Data for this exercise
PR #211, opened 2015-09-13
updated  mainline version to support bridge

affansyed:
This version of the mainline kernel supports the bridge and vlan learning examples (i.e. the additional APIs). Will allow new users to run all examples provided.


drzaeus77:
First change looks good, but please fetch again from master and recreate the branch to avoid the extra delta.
--
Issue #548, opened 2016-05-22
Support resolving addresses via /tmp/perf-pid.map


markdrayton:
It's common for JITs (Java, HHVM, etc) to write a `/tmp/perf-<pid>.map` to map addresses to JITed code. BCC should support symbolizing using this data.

Instructions to follow
Extract each line from the listing that holds the word "version".

Answer
updated  mainline version to support bridge
This version of the mainline kernel supports the bridge and vlan learning examples (i.e. the additional APIs). Will allow new users to run all examples provided.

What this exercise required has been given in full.